◆ **Exercise directions**
When you reach the line containing "PR #2686, opened 2018-05-22" in the records below, start copying exactly, and stop once you have copied the line containing "PR #2695, opened 2018-05-23".

◆ **Records provided**
PR #193, opened 2023-03-23
Various container related adjustments  183573574

yakloinsteak:
This gets rid of some github actions deprecations and lets you test builds locally from the docker directory.


gigxz (approved):
thanks!

PR #2667, opened 2018-05-19
Ticket - 28382 Should we Reverse B and S

sewa67:
Files - ce/v-est2.w,cec/v-est2.w


brad-advantzware (changes requested):
Sewa - see specs in ticket, "Sheet" should store B, "Blank" should store "S"

brad-advantzware (approved):
Approved (but have concerns to take up with Prod Dev)

PR #2673, opened 2018-05-21
Ticket - 29032 Glue Joint not updating on Box Design Tab if the TAB key is not Pressed after changing the Joint Tab Width.

sewa67:
Files - cec/v-est.w


brad-advantzware (approved):
Odd variable name but it is consistent with the ON LEAVE

PR #2675, opened 2018-05-21
#25449 Reftable -e-itemfg-vend.markup

jgill-advantzware:


brad-advantzware (changes requested):
See notes inline in code (DO i = 1 to 10 and PARAM BUFFER)

brad-advantzware (changes requested):
Do not name the buffer io-  name it bf- if not a param buffer

brad-advantzware (approved):

PR #2678, opened 2018-05-21
28570_Store_entered_data_to_database_in_create_BOL

wade-advantzware:


brad-advantzware (commented):
Wade - what is the major change here?  It looks like the program was already saving ssrelbol to db.  Is this to do it more reliably/frequently?  Is the use of the temp-table necessary at all?

brad-advantzware (approved):
Approving for testing.  Wade - please set up some time to review this with me tomorrow

PR #2682, opened 2018-05-22
Ticket -29306 Change Price Matrix Import to new Import Infrastructureand include Ship To ID in import columns.

sewa67:
Files - util/ttimport.i, util/ImportPriceMatrix.p, util/ImpPMtx.p


brad-advantzware (changes requested):
ExpDate and ShipTo are last on the report, and I see that is matched in Export file.
Only change is to update comments and header info

brad-advantzware (changes requested):
Additionally, we need to replace the current Import program with this one (OF3)

brad-advantzware (approved):

PR #2685, opened 2018-05-22
29302 Unable to Enter a Space in OT1 Customer Number

ron-advantzware:


brad-advantzware (approved):
I assume this works but why do have any code that tests the key value entered? What is the purpose of the cursor-offset line?

PR #2686, opened 2018-05-22
#29056 - Too long to return error on bad password

tyndmar:


brad-advantzware (commented):
What is this change doing?  Does it not "retry" to connect again?  Is it a problem that the connect does not have NO-ERROR in this iteration?

brad-advantzware (approved):
OK, assuming NO-ERROR not required on CONNECT statement and that error is handled in message in caller when RETURN is invoked.

PR #2687, opened 2018-05-22
Feature/25583 po routines to check that folder exists

wade-advantzware:


brad-advantzware (changes requested):
Wade - Can this folder be an NK1? ".\custFiles\EDIFiles\POs\"  In general, I think we should avoid any hardcoded path for non program files.

brad-advantzware (approved):

PR #2688, opened 2018-05-22
28373_AU1_Qty_not_on_printout_add_ship_qty

wade-advantzware:


brad-advantzware (approved):
Difficult to tell what the actual change it but it appears to be just adding fields to ui

PR #2690, opened 2018-05-22
#27968 Problem with "admin" user

tyndmar:


brad-advantzware (changes requested):
Mark - Similar code should be added to user groups as well.  Anywhere asi appears should also add admin.  Raising a question for product dev

brad-advantzware (approved):

PR #2694, opened 2018-05-23
28386 EDI Checkbox enabled only if EDI module enabled

wade-advantzware:


brad-advantzware (changes requested):
Wade - Do not create a new ModuleACtive.p file.  Please review CheckModule.p which should do the same.

brad-advantzware (changes requested):
Remove moduleActive from source

brad-advantzware (approved):

PR #2695, opened 2018-05-23
Ticket - 25963 Pricing at Order Entry

sewa67:
Please review  this change and merge into development branch 
Files - oe/d-oeitem.w,oe/v-ord.w


brad-advantzware (changes requested):
Cannot assume that oe-ord.ship-id is not blank.  Need to include a condition that only uses the oe-ord.ship-id if it is not blank

brad-advantzware (approved):

PR #389, opened 2023-03-31
Added optional outputs for GPT2, CLIP and Roberta Tokenizers

sayanshaw24:


operators/tokenizer/roberta_tokenizer.cc
wenbingl, line 1: Can you add some unit test cases as well?

sayanshaw24: Yep working on it, trying to ensure functionality is as expected first.

sayanshaw24: Done!

PR #395, opened 2023-04-12
Initial work for ort extensions nuget package

sayanshaw24:
Started `.nuspec` file generator.

**TODO**:
1. Generate `.nuspec` file with all necessary files needed for nuget package.
3. Create `.props` file for consuming nuget package
4. Call `nuget pack` using nuget.exe CLI to create the nuget package.
5. Possibly add code signing? (will be required for 1P customers as per Sunghoon)
6. Publish nuget package

### DIFF
--- a/tools/nuget/generate_nuspec_for_native_nuget.py
+++ b/tools/nuget/generate_nuspec_for_native_nuget.py
@@ -1,0 +1,150 @@
+# Copyright (c) Microsoft Corporation. All rights reserved.
+# Licensed under the MIT License.
+
+import argparse
+import os
+import re
+import sys
+from pathlib import Path
+
+def parse_arguments():
+    parser = argparse.ArgumentParser(
+        description="Create ORT Extensions nuget spec script", usage=""
+    )
+    # Main arguments
+    parser.add_argument("--package_name", required=True, help="ORT package name. Eg: ort-extensions-nuget")
+    parser.add_argument("--package_version", required=True, help="ORT package version. Eg: 0.7.0")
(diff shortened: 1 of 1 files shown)


tools/nuget/generate_nuspec_for_native_nuget.py
```diff
@@ -0,0 +1,150 @@
...
+
+
+def generate_repo_url(line_list, repo_url, commit_id):
+    line_list.append('<repository type="git" url="' + repo_url + '"' + ' commit="' + commit_id + '" />')
+
+def generate_dependencies(line_list):
+    dependencies_list = ['<group targetFramework="native">']
+
+    # Update dependencies as needed here:
+    dependencies_list.append('<dependency id="blingfire" version="0831265c1aca95ca02eca5bf1155e4251e545328"/>')
```
wenbingl, line 65: ort-extensions dll statically linked any dependency so it doesn't depend any 3rd party DLL here.

sayanshaw24: perfect, thanks! will remove them in the next commit.

wenbingl: Before completing this script, can we check in nuspec file of amd64 native binary only?

sayanshaw24: sure - was initially motivated to write the script because generating the files list is easier with a script because we can do it recursively, would take a lot longer to just manually add the files list.

PR #397, opened 2023-04-13
[object detection ppp] YoLo as example

wejoncy:


onnxruntime_extensions/tools/pre_post_processing/steps/vision.py
```diff
@@ -760,3 +760,221 @@ def _create_graph_for_step(self, graph: onnx.GraphProto, onnx_opset: int):
...
+        return converter_graph
+
+
+class LinearMapBox(Step):
+    """
+    Mapping boxes coordinate to scale in original image.
+    The coordinate of boxes from detection model is relative to the input image of network, 
+    image is scaled and padded/cropped. So we need to do a linear mapping to get the real coordinate of original image.
+    input:
+        ori_img: original image decoded from jpg/png<uint8_t>[H, W, 3<BGR>]
```
skottmckay, line 909: Missing the boxes as input 0.

nit: 'ori_img' is unnecessarily abbreviated. At least 'orig_img' but 'original_image' would be better. Prefer descriptive names unless there's a good reason not to. more developers will spend time reading than code than typing the name (and autocomplete should handle most of that for you anyway).

onnxruntime_extensions/tools/add_pre_post_processing_to_model.py
```diff
@@ -162,6 +162,90 @@ def superresolution(model_file: Path, output_file: Path, output_format: str, onn
...
+
+    model_input_shape = model.graph.input[0].type.tensor_type.shape
+    model_output_shape = model.graph.output[0].type.tensor_type.shape
+
+    # Should we use 640*640 as default input shape if no specific shape provided?
+    w_in = model_input_shape.dim[-1].dim_value if model_input_shape.dim[-1].HasField("dim_value") else 640
+    h_in = model_input_shape.dim[-2].dim_value if model_input_shape.dim[-1].HasField("dim_value") else 640
+
+    # We have no idea if we need to transpose the output or not.
+    # To run the model and get the real shape is the only way to know the concrete shape.
```
skottmckay, line 193: The model may define the concrete shape (at least the exported yolov8 I have does) so we could check for dim_value's in the output shape.

onnxruntime_extensions/tools/add_pre_post_processing_to_model.py
```diff
@@ -162,6 +162,90 @@ def superresolution(model_file: Path, output_file: Path, output_format: str, onn
...
+    """
+    model = onnx.load(str(model_file.resolve(strict=True)))
+    inputs = [create_named_value("image", onnx.TensorProto.UINT8, ["num_bytes"])]
+
+    model_input_shape = model.graph.input[0].type.tensor_type.shape
+    model_output_shape = model.graph.output[0].type.tensor_type.shape
+
+    # Should we use 640*640 as default input shape if no specific shape provided?
+    w_in = model_input_shape.dim[-1].dim_value if model_input_shape.dim[-1].HasField("dim_value") else 640
+    h_in = model_input_shape.dim[-2].dim_value if model_input_shape.dim[-1].HasField("dim_value") else 640
```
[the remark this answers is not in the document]
wejoncy: Will add args used to pass input shape.

onnxruntime_extensions/tools/pre_post_processing/steps/vision.py
```diff
@@ -760,3 +760,221 @@ def _create_graph_for_step(self, graph: onnx.GraphProto, onnx_opset: int):
         )
 
         return converter_graph
+
+
+class SplitOutBoxAndScore(Step):
+    r"""
+    Split the output of the model into boxes and scores. This step will also handle the optional object score.
```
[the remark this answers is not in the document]
wejoncy: >optionally skip the obj slot if necessary right?
Sort of. But we can't skip it, we have to do `conf(cls) = conf(obj) * conf(cls)`.  Right now I used a tricky solution with `Where` Op to settle the dynamic of having  "conf(obj)" or not. `conf(obj) =where(0_or_1, obj_or_none, 1)`.

Doing this along with NMS makes the text-IR really huge and complicated.  Isolate this step makes NMS step focus on doing pure NMS stuff.

onnxruntime_extensions/tools/pre_post_processing/steps/vision.py
```diff
@@ -760,3 +760,221 @@ def _create_graph_for_step(self, graph: onnx.GraphProto, onnx_opset: int):
...
+
+class LinearMapBox(Step):
+    """
+    Mapping boxes coordinate to scale in original image.
+    The coordinate of boxes from detection model is relative to the input image of network, 
+    image is scaled and padded/cropped. So we need to do a linear mapping to get the real coordinate of original image.
+    input:
+        ori_img: original image decoded from jpg/png<uint8_t>[H, W, 3<BGR>]
+        scaled_img: scaled image, but without padding/crop[<uint8_t>[H1, W1, 3<BGR>]
+        net_in_img: scaled image and with padding/crop[<uint8_t>[H2, W3, 3<BGR>]
```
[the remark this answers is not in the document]
wejoncy: We have to do `OFFSET` as Lettbox Step padded/cropped the resized image. It means that coordinates are centered on cropped/padded image.
The point with coordinates (0, 0) should be based on resized image instead of cropped image.

onnxruntime_extensions/tools/add_pre_post_processing_to_model.py
wejoncy: Would it be better to assume model has a symbolic shape? Will check output_shape if there is and perverse the backward shape-infer.

onnxruntime_extensions/tools/pre_post_processing/steps/vision.py
```diff
@@ -760,3 +760,221 @@ def _create_graph_for_step(self, graph: onnx.GraphProto, onnx_opset: int):
...
+                {self.output_names[0]} = Identity (boxes_o)
+                {self.output_names[1]} = Identity (scores_o)
+
+            }}
+            """
+        )
+        return converter_graph
+
+
+class NMS(Step):
```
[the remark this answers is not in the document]
wejoncy: Done. Thanks

onnxruntime_extensions/tools/pre_post_processing/steps/vision.py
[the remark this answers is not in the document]
wejoncy: Added

onnxruntime_extensions/tools/add_pre_post_processing_to_model.py
```diff
@@ -162,6 +162,90 @@ def superresolution(model_file: Path, output_file: Path, output_format: str, onn
...
+        (LinearMapBox(),
+         [
+            utils.IoMapEntry("ConvertImageToBGR", producer_idx=0, consumer_idx=1),
+            utils.IoMapEntry("Resize", producer_idx=0, consumer_idx=2),
+            utils.IoMapEntry("LetterBox", producer_idx=0, consumer_idx=3),
+        ]),
+        (DrawBoundingBoxes(mode='CENTER_XYWH', num_classes=num_classes),
+         [
+            utils.IoMapEntry("ConvertImageToBGR", producer_idx=0, consumer_idx=0),
+            utils.IoMapEntry("LinearMapBox", producer_idx=0, consumer_idx=1),
```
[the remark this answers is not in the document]
wejoncy: Will add more comments to explain how does the process work.

onnxruntime_extensions/tools/add_pre_post_processing_to_model.py
```diff
@@ -162,6 +162,123 @@ def superresolution(model_file: Path, output_file: Path, output_format: str, onn
...
+            import numpy as np
+            session = onnxruntime.InferenceSession(str(model_file), providers=["CPUExecutionProvider"])
+            input_name = session.get_inputs()[0].name
+            inp = {input_name: np.random.rand(1, 3, w_in, h_in).astype(dtype=np.float32)}
+            outputs = session.run(None,  inp)[0]
+            assert len(outputs.shape) == 3 and outputs.shape[0] == 1, "model output shape is not (1, n, m)"
+            if outputs.shape[1] < outputs.shape[2]:
+                need_transpose = True
+        except:
+            pass
```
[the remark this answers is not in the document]
wejoncy: Make sense. Error out or warning for those indeterminate models.

onnxruntime_extensions/tools/add_pre_post_processing_to_model.py
```diff
@@ -162,6 +162,134 @@ def superresolution(model_file: Path, output_file: Path, output_format: str, onn
...
+    output_shape = [model_output_shape.dim[i].dim_value if model_output_shape.dim[i].HasField("dim_value") else -1
+                    for i in [-2, -1]]
+    if output_shape[0] != -1 and output_shape[1] != -1:
+        need_transpose = output_shape[0] < output_shape[1]
+    elif len(model.graph.input) > 1:
+        print(""" warning!!
+            The model has more than one inputs and the output shape is not fixed.
+            Output shape would be assumed to be [num_boxes, num_classes+4(reg)].
+            If this behavior is not expected, please run the onnx shape inference first to \
+            infer the output shape then run this script again.""")
```
skottmckay, line 219: Not quite following. We're trying to infer from the output shape if a transpose is needed. How does the number of inputs affect that?

Is it valid to continue? We don't know if we need to transpose or not, so wouldn't we produce a broken model if it was actually required?

onnxruntime_extensions/tools/add_pre_post_processing_to_model.py
```diff
@@ -162,6 +162,134 @@ def superresolution(model_file: Path, output_file: Path, output_format: str, onn
...
+    else:
+        try:
+            import numpy as np
+            import onnxruntime
+        except ImportError:
+            raise ImportError(
+                "Please install onnxruntime and numpy to run this script. eg 'pip install onnxruntime numpy'")
```
skottmckay, line 226: nit: tell the user why they need to do that - i.e. we need to execute the model to determine the output shape in order to add the correct post-processing.

onnxruntime_extensions/tools/add_pre_post_processing_to_model.py
wejoncy: We don't know how to generate inputs for such a model with more than one input.

Yes, it's possible to  we produce a broken model. Should we just error out here?

onnxruntime_extensions/tools/add_pre_post_processing_to_model.py
```diff
@@ -162,6 +162,134 @@ def superresolution(model_file: Path, output_file: Path, output_format: str, onn
...
+    You should assure this model has only one input, and the input shape is [1, 3, h, w].
+    The model has either one or more outputs. 
+        If the model has one output, the output shape is [1,num_boxes, coor+(obj)+cls] 
+            or [1, coor+(obj)+cls, num_boxes].
+        If the model has more than one outputs, you should assure the first output shape is 
+            [1, num_boxes, coor+(obj)+cls] or [1, coor+(obj)+cls, num_boxes].
+    Note: (obj) means it's optional.
+
+    :param model_file: The model file path.
+    :param output_file: The output file path.
```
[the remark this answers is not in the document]
wejoncy: Sure.

onnxruntime_extensions/tools/add_pre_post_processing_to_model.py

◆ **Answer space**
PR #2686, opened 2018-05-22
#29056 - Too long to return error on bad password

tyndmar:


brad-advantzware (commented):
What is this change doing?  Does it not "retry" to connect again?  Is it a problem that the connect does not have NO-ERROR in this iteration?

brad-advantzware (approved):
OK, assuming NO-ERROR not required on CONNECT statement and that error is handled in message in caller when RETURN is invoked.

PR #2687, opened 2018-05-22
Feature/25583 po routines to check that folder exists

wade-advantzware:


brad-advantzware (changes requested):
Wade - Can this folder be an NK1? ".\custFiles\EDIFiles\POs\"  In general, I think we should avoid any hardcoded path for non program files.

brad-advantzware (approved):

PR #2688, opened 2018-05-22
28373_AU1_Qty_not_on_printout_add_ship_qty

wade-advantzware:


brad-advantzware (approved):
Difficult to tell what the actual change it but it appears to be just adding fields to ui

PR #2690, opened 2018-05-22
#27968 Problem with "admin" user

tyndmar:


brad-advantzware (changes requested):
Mark - Similar code should be added to user groups as well.  Anywhere asi appears should also add admin.  Raising a question for product dev

brad-advantzware (approved):

PR #2694, opened 2018-05-23
28386 EDI Checkbox enabled only if EDI module enabled

wade-advantzware:


brad-advantzware (changes requested):
Wade - Do not create a new ModuleACtive.p file.  Please review CheckModule.p which should do the same.

brad-advantzware (changes requested):
Remove moduleActive from source

brad-advantzware (approved):

PR #2695, opened 2018-05-23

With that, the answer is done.